— What you will do —
Copy out, exactly, the first line of the entries below and every line after it through the one containing "The problem is".
== Segment start ==
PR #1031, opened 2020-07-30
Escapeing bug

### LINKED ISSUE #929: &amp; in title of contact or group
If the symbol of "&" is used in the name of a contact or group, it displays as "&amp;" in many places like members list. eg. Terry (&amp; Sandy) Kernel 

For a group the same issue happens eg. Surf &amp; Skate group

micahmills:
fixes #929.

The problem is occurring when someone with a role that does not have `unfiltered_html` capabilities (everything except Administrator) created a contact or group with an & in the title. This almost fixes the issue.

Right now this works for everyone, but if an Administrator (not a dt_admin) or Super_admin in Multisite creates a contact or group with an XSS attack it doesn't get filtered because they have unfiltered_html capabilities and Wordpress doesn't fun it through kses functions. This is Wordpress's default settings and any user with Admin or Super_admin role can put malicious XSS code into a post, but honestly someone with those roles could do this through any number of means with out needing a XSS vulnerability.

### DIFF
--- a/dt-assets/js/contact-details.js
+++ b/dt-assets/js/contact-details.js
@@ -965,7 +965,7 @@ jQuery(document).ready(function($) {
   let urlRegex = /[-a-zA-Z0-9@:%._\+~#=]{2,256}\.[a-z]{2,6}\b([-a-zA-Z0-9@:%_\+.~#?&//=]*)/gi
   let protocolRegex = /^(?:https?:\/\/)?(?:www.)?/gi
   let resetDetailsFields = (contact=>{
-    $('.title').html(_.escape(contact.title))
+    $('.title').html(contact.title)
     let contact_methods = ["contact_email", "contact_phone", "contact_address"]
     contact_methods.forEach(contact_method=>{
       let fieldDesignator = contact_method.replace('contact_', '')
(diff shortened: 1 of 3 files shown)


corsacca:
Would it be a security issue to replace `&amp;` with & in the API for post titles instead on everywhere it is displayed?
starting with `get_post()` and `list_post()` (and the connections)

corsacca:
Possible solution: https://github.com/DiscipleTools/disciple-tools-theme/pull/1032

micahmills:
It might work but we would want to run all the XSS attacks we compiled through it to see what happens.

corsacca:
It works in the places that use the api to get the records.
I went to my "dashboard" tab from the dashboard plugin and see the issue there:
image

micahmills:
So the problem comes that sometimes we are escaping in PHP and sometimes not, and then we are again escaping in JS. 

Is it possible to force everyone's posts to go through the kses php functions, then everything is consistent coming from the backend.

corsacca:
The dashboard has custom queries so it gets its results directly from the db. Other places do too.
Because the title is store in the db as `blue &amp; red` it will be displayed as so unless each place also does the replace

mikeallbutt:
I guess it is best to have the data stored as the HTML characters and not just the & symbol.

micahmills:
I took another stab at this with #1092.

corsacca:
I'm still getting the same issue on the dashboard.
== Segment end ==
— Result —
PR #1031, opened 2020-07-30
Escapeing bug

### LINKED ISSUE #929: &amp; in title of contact or group
If the symbol of "&" is used in the name of a contact or group, it displays as "&amp;" in many places like members list. eg. Terry (&amp; Sandy) Kernel 

For a group the same issue happens eg. Surf &amp; Skate group

micahmills:
fixes #929.

The problem is occurring when someone with a role that does not have `unfiltered_html` capabilities (everything except Administrator) created a contact or group with an & in the title. This almost fixes the issue.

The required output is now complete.